“The Enemy”

“So, you haven’t watched ‘Roots’. How about ‘Reading Rainbow’?”

Geordi is left behind (but not Kirk Cameron-style) on a particularly nasty planet near the Neutral Zone after the Enterprise responds to a distress signal. Riker and Worf take a survivor from a crashed Romulan shuttle back to the ship while Geordi must try to find a way to escape and survive. He encounters another Romulan survivor (John Snyder) and must convince him to help in the escape attempt despite two centuries of hostilities and prejudices. Meanwhile, Crusher is unable to save the Romulan on the ship after Worf refuses a transfusion that might have saved him. Picard must then deal with a tense standoff with a Romulan warbird and its leader, Commander Tomalak (Andreas Katsulas) who crosses the Neutral Zone. At the last minute — and with the prospect of war hanging in the balance — Geordi is able to signal the Enterprise by modifying a probe sent to the planet by Wesley. With Geordi and the second Romulan saved, the standoff ends, with the warbird returning to its own territory.

“Klingon … can you take this candy wrapper off my face, please?”

Why it’s important

This is the first in a handful of episodes over the next few seasons in which the Romulans become recurring villains. In the second season, only “Contagion” features actual Romulans — after they returned with much sound and fury in “The Neutral Zone” —  and doesn’t set things in motion like this episode does. The idea that a standoff could be another Pearl Harbor — a comment Picard makes — is a major point surrounding the Federation/Romulan dealings over the next few seasons.

This episode is the first in TNG where that idea really hits home, which is why it made the tapestry. But “The Enemy” isn’t as good as other upcoming episodes featuring the same topic, notably, “The Defector”, an excellent episode later this season. Tomalak shows up again there and a couple other times, including TNG’s finale “All Good Things … “. Galorndon Core, the planet in this episode, is referenced a handful of times as well.

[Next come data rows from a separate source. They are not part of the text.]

PR #942, opened 2026-08-24
Update issue reporting URL

### LINKED ISSUE #1808: Issue reporting URL in the VS Code plugin points to an invalid GitHub repo
### Description

Image

### Steps to Reproduce

See description

### Version

Ballerina plugin: 5.12.2, WI Plugin: 1.0.1

_No response_

pasindufernando1:
## Purpose
Fixes : https://github.com/wso2/product-integrator/issues/1808

### Summary

- Updated issue-reporting links to use the Product Integrator GitHub issues URL.
- Centralized the URL in `PRODUCT_INTEGRATOR_ISSUES_URL`.
- Replaced local URL constants and removed unused imports.


rosensilva (dismissed):

dulajdilshan (commented):
Can't we put this URL into a common place? (e.g. `/common`)

packages/ballerina-core/src/interfaces/constants.ts
```diff
@@ -16,6 +16,8 @@
  * under the License.
  */
 
+export const BALLERINA_INTEGRATOR_ISSUES_URL = "https://github.com/wso2/product-integrator/issues";
```
samithkavishke: We should use the Product Integrator URL only when the user is using Product Integrator. If the user is using only the Ballerina Extension, we should navigate them to https://github.com/ballerina-platform/ballerina-lang/issues

dulajdilshan:
```suggestion
export const PRODUCT_INTEGRATOR_ISSUES_URL = "https://github.com/wso2/product-integrator/issues";
```

pasindufernando1: Ideally the issue should be reported in the product integrator. Even with the ballerina extension, the user can use the visualize option and move to the integrator aspects. Hence if it is a lang issue, we should be moving them to the lang side, rather than creating an issue in the lang repo directly

dulajdilshan: It does make sense for users who use pro-code to report issues in ballerina-lang since there is a possibility of them seeing these issues as language issues. But for low-code users, we expect them to report in the product-integrator.  Overall, we should stick with redirecting to one URL ( = https://github.com/wso2/product-integrator/issues)

pasindufernando1: Fixed

dulajdilshan (dismissed):
LGTM!

packages/ballerina-core/src/interfaces/constants.ts
```diff
@@ -16,6 +16,8 @@
  * under the License.
  */
 
+export const PRODUCT_INTEGRATOR_ISSUES_URL = "https://github.com/wso2/product-integrator/issues";
```
NipunaRanasinghe, line 19: This extension is used by the open source Ballerina community as well, and those users have not opted into WSO2 Integrator. Pointing every "create an issue" link at `wso2/product-integrator` means a plain Ballerina user gets sent to the Integrator issue tracker to report what is, to them, a Ballerina bug. This might be confusing for the reporter.

Could we pick a better alternative for the Ballerina users before this goes in? Worth agreeing the Ballerina-side target with the Ballerina team (this repo vs `ballerina-lang`) rather than defaulting everyone to the Integrator tracker.

rosensilva: Earlier, we decided to keep all issues related to the product-integrator (including standard libraries, etc.) in one place. This way, we can ensure that no issues are overlooked, even if they're reported in multiple spots. Plus, it shouldn't be a big concern because we guide users through the bug reporting link, which is what they see when they report an issue. I believe they might take the URL quite seriously. WDYT?

dulajdilshan: Also, if the URL does matter, we can improve the issue template by adding a redirection to ballerina-lang for language issues (But still hard to manage, as Rosen said). 

Additional thing: These notifications are not coming because of direct language bugs. These are, most of the time, limitations of the lang-server. So IMO, we need to track them via `product-integrator`

NipunaRanasinghe: @rosensilva @dulajdilshan your points make sense. +1 to keep the existing behaviour.

NipunaRanasinghe (approved):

More of Worf’s back story and its effects show up here, too. We saw a glimpse of this in “Heart of Glory” and “The Neutral Zone”, but his refusal to give a transfusion to save the Romulan on the ship, the Romulan’s unwillingness to take the transfusion (he says he doesn’t want to pollute his body with “Klingon filth”) and efforts to convince Worf from Crusher, Riker and Picard provide a microcosm for the relationship between the three powers. In fact, the Romulan hatred of Klingons (as opposed to simple disdain) really shows up here for the first time.

Insert Harry Mudd joke here.

What doesn’t hold up

There are some logical issues. The big point of conflict is that the Enterprise can’t leave the planet to return the first Romulan survivor to the warbird without recovering Geordi. Why didn’t the Enterprise simply leave a (well-armed) shuttle in orbit to try to recover Geordi — or perhaps leave the saucer section? The Enterprise could have taken the survivor into the Neutral Zone and avoided the entire standoff.

Sure, there are some reasons why that could be problematic. Maybe leaving a shuttle or the saucer section undefended at the planet (where a cloaked ship might appear and open fire) wouldn’t be ideal. But the idea isn’t even suggested. And keep in mind that the Enterprise (until the end of the episode) doesn’t know there’s another Romulan survivor.

It’s also somewhat odd that the storms on the planet affect some electrical systems, but not others. Geordi’s VISOR, his tricorder, his phaser and the Romulan’s disruptor all seem to work OK. But early dialog indicates that the storms should cause more problems. Riker says Data would be seriously messed up by the storms.

Final thoughts

Something happens in this episode that really should have happened throughout the first two seasons. Wesley comes up with a good idea that ultimately saves the day — and it’s not annoying to watch! It’s further evidence that TNG really got its sea legs in the third season and that the biggest problem with Wesley early on was the execution. Having a boy-wonder type wasn’t inherently flawed.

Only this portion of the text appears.